If you look at the kernel mode functions that copy memory in the OS and in the headers, when they need to copy something they call RtlCopyMemory. Look at acpiioct.h, ndis.h, tdikrnl.h, and ALL the various inline functions in WDF. They call use RtlCopyMemory and do not call memcpy directly.
It is true that wdm.h unconditionally defines:
#define RtlCopyMemory(Destination,Source,Length) memcpy((Destination),(Source),(Length))
but this is an artifact of implementation, not architecture.

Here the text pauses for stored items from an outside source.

PR #11647, opened 2024-02-22
harmony storage

snadrus:
## Related Issues
This enables HarmonyTask tasks to express (kind-of-cleanly) the storage needs, the system to atomically reserve each need, and provide the paths to Do() without any API change to existing tasks. 

## Proposed Changes
- Storage is an interface-like struct on TaskTypeDetails that's used to ensure tasks have what they need
- Storagemgr, A helper, manages locking and naming. 

## Checklist

- [ ] CI is green


lib/harmony/resources/storagemgr/storagemgt.go
```diff
@@ -0,0 +1,251 @@
...
+		if strings.Contains(p.LocalPath, "cache") {
+			t = UsageCache
+		}
+		if strings.Contains(p.LocalPath, "tmp") {
+			t = UsageTemporary
+		}
+		purposes[t] = append(purposes[t], path(p.LocalPath))
+	}
+
+	return &StorageMgr{}
```
magik6k, line 68: https://github.com/filecoin-project/lotus/tree/master/storage/sealer#package-paths has some rough description of how the storage subsystem roughly works.

Basically there can be multiple storage paths attached to a given node, and each storage path can hold one of 5 "file types" (sealed data, unsealed data, etc.)

Then each of those paths can say whether it wants to support Sealing on Long Term storage (neither and both are valid combinations)

Here we're mostly reimplementing what exists in https://github.com/filecoin-project/lotus/blob/master/storage/paths/local.go#L402, and in general what the Local paths subsystem is doing, and I'd really rather not do that given how much battle testing that part of the code has seen - e.g. there are no syscalls in the calls in the calls relevant to scheduling, because those will hang (e.g. try to start 10 32G mv-s on an NFS share, then see `df -h` hang; dying but not dead yet ssds/hdds are also similar)

The existing paths.Local Reserve mechanism also is going to send the reservation stats to the sector index, which then will show that information in the storage cli / prometheus / will be query-able from postgres;

Both impls are missing one thing - paths can be shared between nodes - e.g. one can have one GPU box with 10 GPUs, one raided nvme mount - then neither of the systems will be able to account properly for reserved storage in the shared mount because there are 10 processes with independent in-memory accounting.

(but now that we have the db storage index it should be reasonably easy to change paths.Local to do the reservation accounting through the database)

lib/harmony/resources/storagemgr/storagemgt.go
```diff
@@ -0,0 +1,251 @@
...
+	}
+}
+
+type consumption struct {
+	Location string
+	Need     uint64
+}
+
+func getJSON(path path) []consumption {
+	b, err := os.ReadFile(string(path) + "/claims.json")
```
magik6k, line 101: * Should use filepath.Join (rest of the storage subsystem does pretty religously, and that will make our lives so much easier when we'll want to build super light storage-only SaaS backed thing for windows)

magik6k: Also I'd avoid putting anything in the scheduling codepath that makes any syscalls to the storage paths; Those will be backed by devices which are constantly hammered, and you will see basic things like statfs hang for 30 minutes

IMO reservations should live in the DB, addressed like the rest of the storage subsystem by existing pathIDs (or just use/interface with the existing storage subsystem which has reservation mechanism)

lib/harmony/resources/storagemgr/storagemgt.go
```diff
@@ -0,0 +1,251 @@
...
+	claimsMx.Lock()
+	defer claimsMx.Unlock()
+
+	j := getJSON(path)
+	j = append(j, consumption)
+	b, err := json.Marshal(j)
+	if err != nil {
+		return "", xerrors.Errorf("error encoding claims: %w", err)
+	}
+	err = os.WriteFile(string(path)+"/claims.json", b, 0644)
```
magik6k, line 168: Nit: I'd put `claims.json` in a global const

lib/harmony/resources/resources.go
```diff
@@ -24,6 +24,20 @@ type Resources struct {
 	Gpu       float64
 	Ram       uint64
 	MachineID int
+	Storage
+}
+
+// Optional Storage management.
+// See storagemgr/storagemgt.go for more details.
+type Storage struct {
```
magik6k, line 32: I do like how abstract this interface is, probably could be just implemented with the existing storage subsystem.

In .Do how do I get the storage path I'm supposed to use?

lib/harmony/harmonytask/task_type_handler.go
```diff
@@ -116,6 +118,15 @@ top:
 		}
 	}
 
+	var location string
+	if c := h.TaskTypeDetails.Cost.Storage.Claim; c != nil {
+		if location, err = c(int(*tID)); err != nil {
```
magik6k, line 123: This won't work nicely with paths shared between nodes:
* Start 100 tasks
* 10 machines try to claim on one path, let's say 2 succeed, rest will fail the task they have claimed

lib/harmony/resources/resources.go
magik6k: How about an even more minimal storage interface which allows the task to bring its own storage system:

```go
// technically now this interface would be general enough to just call it "TaskResource"
type Storage interface {
	// taskID may be used to see if some/all of sector files are already in the local storage (possible edge-case when retries of e.g. transfers happen)
	HasCapacity func(taskID int) bool
  
	// Called at the CanAccept scheduling stage, does not have to run on this machine
	Claim func(taskID int) (err error)

	// This allows some other system to consider the task done.
	// It's up to the caller to remove the data, if that applies.
	// May be called on the task which wasn't run in case this node fails to claim it
	MarkComplete func(taskID int) error
}
```

Then it would be really easy to implement exactly this interface as a direct extension to `paths.Local`, and it each task which wants to use the storage we could just roughly:

```go
harmonytask.TaskTypeDetails{
		Max:  s.max,
		Name: "SDR",
		Cost: ...
		// returns harmonytask.Storage
		Storage: task.localStorage.TaskResources(storiface.FTCache, storiface.FSOverheadSeal)
		MaxFailures: 2,
		Follows:     nil,
	}
```

Then in task .Do, like in the sealing pipeline the task would just call a version of `task.localStorage.AcquireSector` with the task ID which would give it the correct paths

snadrus: > how do I get the storage path...
Oops, I thought Do() gets a TaskEngine arg like CanAccept() has. I will need to add it. 
Then one does:
locationsCSV := te.GetWorkingLocation(taskID)
locations = strings.Split(",") // When using storagemgt.CombeFuncs() it will be in the order specified.

lib/harmony/harmonytask/task_type_handler.go
```diff
@@ -116,6 +118,15 @@ top:
...
+			log.Infow("did not accept task", "task_id", strconv.Itoa(int(*tID)), "reason", "storage claim failed", "name", h.Name, "error", err)
+			return false
```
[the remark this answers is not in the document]
magik6k: Isn’t the claiming what we do with `h.TaskEngine.db.Exec(h.TaskEngine.ctx, "UPDATE harmony_task SET owner_id=$1 WHERE id=$2 AND owner_id IS NULL", h.TaskEngine.ownerID, *tID)` a few lines above?

cmd/lotus-provider/deps/deps.go
```diff
@@ -253,6 +253,9 @@ Get it with: jq .PrivateKey ~/.lotus-miner/keystore/MF2XI2BNNJ3XILLQOJUXMYLUMU`,
 			}
 		}
 	}
+
+	fmt.Println("last line of populate")
+
```
magik6k, line 258: Looks like debugging print snuck in

```suggestion
```

lib/harmony/harmonytask/task_type_handler.go
```diff
@@ -95,12 +97,33 @@ top:
 		return false
 	}
 
+	var location string
```
magik6k, line 100: location is no longer used, can drop it, along with LocationMap

lib/harmony/harmonytask/task_type_handler.go
```diff
@@ -95,12 +97,33 @@ top:
...
+	releaseStorage := func() {
+	}
+	if h.TaskTypeDetails.Cost.Storage != nil {
+		if c := h.TaskTypeDetails.Cost.Storage.Claim; c != nil {
```
magik6k, line 104: .Claim can't be nil now that .Storage is an interface

lib/harmony/harmonytask/task_type_handler.go
```diff
@@ -95,12 +97,33 @@ top:
...
 	if from != workSourceRecover {
 		// 4. Can we claim the work for our hostname?
 		ct, err := h.TaskEngine.db.Exec(h.TaskEngine.ctx, "UPDATE harmony_task SET owner_id=$1 WHERE id=$2 AND owner_id IS NULL", h.TaskEngine.ownerID, *tID)
 		if err != nil {
 			log.Error(err)
+
+			releaseStorage()
 			return false
 		}
 		if ct == 0 {
```
magik6k, line 129: We also must call releaseStorage if we didn't accept the taks because it was already taken

lib/harmony/harmonytask/task_type_handler.go
```diff
@@ -247,5 +271,11 @@ func (h *taskTypeHandler) AssertMachineHasCapacity() error {
 	if r.Gpu-h.Cost.Gpu < 0 {
 		return errors.New("Did not accept " + h.Name + " task: out of available GPU")
 	}
+
+	if h.TaskTypeDetails.Cost.Storage != nil {
+		if has := h.TaskTypeDetails.Cost.Storage.HasCapacity; has != nil && !has() {
```
magik6k, line 276: HasCapacity can't be nil, it's in an interface.

lib/harmony/resources/resources.go
```diff
@@ -24,6 +24,20 @@ type Resources struct {
...
+// See storagemgr/storagemgt.go for more details.
+type Storage interface {
+	HasCapacity() bool
+
+	// This allows some other system to claim space for this task.
+	Claim(taskID int) error
+
+	// This allows some other system to consider the task done.
+	// It's up to the caller to remove the data, if that applies.
+	MarkComplete() error
```
magik6k, line 40: MarkComplete should also have the taskID param

lib/harmony/resources/resources.go
```diff
@@ -24,6 +24,20 @@ type Resources struct {
 	Gpu       float64
 	Ram       uint64
 	MachineID int
+	Storage
+}
+
+// Optional Storage management.
+// See storagemgr/storagemgt.go for more details.
```
magik6k, line 31:
```suggestion
```

magik6k (commented):
Some comments, but this looks much closer.

magik6k (approved):
With the last commit this is sufficient to implement storage reservation mechanism for tasks in the sealing pipeline; I'll open a PR on top of this one with impl ported from my previous PR with the better harmony integration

The function that copies memory in kernel mode is RtlCopyMemory. How that’s implemented is how it’s implemented. Nothing more.
Peter
OSR
P.S. Mr. Burn wrote:
The article came from CodeProject. That’s almost always enough said, right there. When the source is CodeProject, the code is guilty until proven innocent as far as I’m concerned. There’s no vetting of the content, and any major fool can, and will, post anything. You don’t have to look to far to prove this.
Peter
OSR
And don’t even think about using RtlCopyMemory or memcpy to access your device memory.
On 5/6/2013 11:06 AM, xxxxx@orbitech.org wrote:
According to this artice, http://www.codeproject.com/Articles/9575/Driver-Development-Part-2-Introduction-to-Implemen
RtlCopyMemory is just a wrapper for memcpy in case memcpy changes. ATM, there is no difference between them
#define RtlCopyMemory(Destination,Source,Length) memcpy((Destination),(Source),(Length))

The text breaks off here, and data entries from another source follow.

PR #11649, opened 2024-02-23
Adjust actor event API after review

rvagg:
From review discussions in https://github.com/filecoin-project/lotus/pull/11618, WIP

* `TipSetCid` -> `TipSetKey` (this is still nillable on the filter because omitempty doesn't play as nice, but should confirm that this is reasonable given existing API precedents)
* `EmitterAddr` -> `Emitter`
  * [x] Document that this will end up being an ID address in the future
* `Epoch` -> `Height`
* `FromHeight` and `ToHeight` take nillable `abi.ChainEpoch`s (ints) that must be >= 0 when set
* Heights are interpreted as being exact, there is no longer a "whatever you have"
  * [x] Documented that this will be strict in the future after we can say for sure whether or not we have those events
* Removed `Prefill` option in `SubscribeActorEvents` API and collapsed the argument structure, `FromHeight` will do that work implicitly.
* `nil` for `FromHeight` will:
  * For `GetActorEvents` be interpreted to mean "current epoch"
  * [x] For `SubscribeActorEvents` will be interpreted to mean "next epoch" (TODO: confirm we want to do this because current impl I think will just do a prefill of current epoch)
* `nil` for `ToHeight` will:
  * For `GetActorEvents` be interpreted to mean "current epoch"
  * For `SubscribeActorEvents` be interpreted to mean that there is no height-based stopping condition
* `EnableActorEventsAPI` config option has been moved to a new ~`ActorEvents` top-level section; could also just be `Events` as per previous discussions?~ `Events` section. (future TODO of moving other events config options into there so it won't be lonely)
* [x] Halt `SubscribeActorEvents` when we `ToHeight` is set and we have reached that position; currently will just stay open giving you nothing.
* [ ] ~Add `Limit` option to the filter to limit the number of epochs to process, counting from whatever the start epoch is calculated to be~ _(Discussed [here](https://github.com/filecoin-project/lotus/pull/11618/files#r1498570317), I'm not sure I see a use for this given the global limit that's in place and the way you can use From and To as a user)._
* [x] Make send-buffer handling for `SubscribeActorEvents` smarter:
  * [x] Prefill should have a minimum rate that is acceptable to send events, abort if they are too slow (perhaps calculate based on the speed at which you receive an epoch—you should be able to catch up in reasonable time)
  * [x] Ongoing subscription shouldn't end up lagging but should be able to deal with large numbers of events per epoch
  * [ ] Tests for all this fancy footwork


rvagg:
@Stebalien I'm going to call this one "ready for review", but it's lacking some unit testing for the new stream backlog handling code (and maybe some other minor things). I don't want to invest in figuring out how to build something for that without getting agreement on the approach.

rvagg:
Alternatively, we can just merge this in to https://github.com/filecoin-project/lotus/pull/11618 and go from there. Whatever's easiest to review.

chain/types/actor_event.go
```diff
@@ -37,25 +27,30 @@ type ActorEventFilter struct {
...
-	ToEpoch string `json:"toEpoch,omitempty"`
+	// The height of the latest tipset to include in the query. If empty, the query ends at the
+	// latest tipset.
+	ToHeight *abi.ChainEpoch `json:"toHeight,omitempty"`
 
 	// Restricts events returned to those emitted from messages contained in this tipset.
-	// If `TipSetCid` is present in the filter criteria, then neither `FromEpoch` nor `ToEpoch` are allowed.
-	TipSetCid *cid.Cid `json:"tipsetCid,omitempty"`
+	// If `TipSetKey` is legt empty in the filter criteria, then neither `FromHeight` nor `ToHeight` are allowed.
+	TipSetKey *TipSetKey `json:"tipsetKey,omitempty"`
```
rvagg, line 43: Pointer here may not be idiomatic; I just wanted to avoid an unnecessary `[]` in the json form, mainly. I think maybe if `[]` is omitted on the input side that it may still resolve to the zero-value here, I'm not sure.

node/impl/full/actor_events.go
```diff
@@ -39,188 +40,320 @@ type ActorEventsAPI struct {
...
-		if len(f.FromEpoch) != 0 || len(f.ToEpoch) != 0 {
-			return nil, fmt.Errorf("cannot specify both TipSetCid and FromEpoch/ToEpoch")
+func (a *ActorEventHandler) parseFilter(f types.ActorEventFilter) (*filterParams, error) {
+	if f.TipSetKey != nil && !f.TipSetKey.IsEmpty() {
+		if f.FromHeight != nil || f.ToHeight != nil {
+			return nil, fmt.Errorf("cannot specify both TipSetKey and FromHeight/ToHeight")
 		}
 
+		tsk := types.EmptyTSK
+		if f.TipSetKey != nil {
```
Stebalien, line 94: redundant

node/impl/full/actor_events.go
```diff
@@ -39,188 +40,320 @@ type ActorEventsAPI struct {
...
-		if f.Prefill {
-			evs, err := getCollected(ctx, fm)
-			if err != nil {
-				log.Errorf("failed to get collected events: %w", err)
-				return
+		// Handle any historical events that our filter may have picked up -----------------------------
+
+		evs, minEpoch, maxEpoch := getCollected(ctx, fm)
+		if len(evs) > 0 {
+			// must be able to send events at least twice as fast as they were generated
```
Stebalien, line 207: You know, I'd give them a single block time and that's it. We already have a limit on the number of events they can collect, and that'll keep us from backing up our main channel.

It'll also simplify this code quite a bit.

node/impl/full/actor_events.go
```diff
@@ -39,188 +40,320 @@ type ActorEventsAPI struct {
...
+				eventsPerSecond = 1
 			}
 
+			// send events from evs to the out channel and ensure we don't do it slower than eventsPerMs
+			ticker := time.NewTicker(time.Second)
+			defer ticker.Stop()
+
+			const maxSlowTicks = 3 // slightly forgiving, allow 3 slow ticks (seconds) before giving up
+			slowTicks := 0
+			sentEvents := 0.0
```
Stebalien, line 225: Given that we're doing a single batch here, there's no need for a ticker. We can just have a global timeout.

Stebalien: (I mean, the _right_ way to handle slow reads is in the JSON-RPC library... anyways)

node/impl/full/actor_events.go
```diff
@@ -39,188 +40,308 @@ type ActorEventsAPI struct {
...
-		for {
-			select {
-			case val, ok := <-in:
-				if !ok {
-					// Shutting down.
-					return
-				}
+		var buffer []*types.ActorEvent
+		const α = 0.2                        // decay factor for the events per height EMA
+		var eventsPerHeightEma float64 = 256 // exponential moving average of events per height, initially guess at 256
```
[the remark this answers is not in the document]
Stebalien: See above. IMO, we wait one block time (30s) then give up.

Stebalien (commented):
_Ideally_ we'd be able to:

1. Query for historical events.
2. Send them.
3. Query for more.
4. Send them.
5. Etc...

Then, when we're all caught up, we'd subscribe. But that seems like a lot of work. Also, I assume the limits will prevent that from really being an issues (we should never have to send _that_ many events.

node/impl/full/actor_events.go
rvagg: I won't admit how long I looked at this wondering what Go magic I was missing .. before noticing the enclosing `if`

rvagg:
Pretty rough coming up with nice unit tests for `SubscribeActorEvents` given they're time-based, but I think I got there.

In response to last round of feedback we have two things for keeping track of "are you getting the events fast enough":

* Historical events must all be received within one block's time, you have ~30s to receive what you've asked for before we consider you delinquent (really, use `GetActorEvents` for historical stuff).
* For real-time events we (conceptually) keep track of the oldest event you haven't yet received and if it takes you longer than a block's time to get it, then you're delinquent and you get disconnected.

Basically: don't fall more than ~one block's time behind in receiving your events and you'll be dine.

Bunch of related refactorings in the last commit.

rvagg:
Going to take this back to #11618 and proceed from there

On x86 builds that is true; but on x64 builds RtlCopyMemory uses XMM
instructions (at least in one of its control paths). If you need to
copy large amounts of memory on x64 builds RtlCopyMemory will result in
substantial performance improvement as compared to memcpy. The use of
XMM instructions on x64 builds leads to some unpleasant surprises for
people who try to port x86 applications to 64-bits and who are in the
habit of using misaligned pointers or RtlCopyMemory with memory that is
exposed by a PCI BAR.
Really? That’s interesting.
Can you point me to where you see that? Because the (Windows 8) copy of WDM.H at line 11118 I see a definition for RtlCopyMemory that does not appear to be within any conditional.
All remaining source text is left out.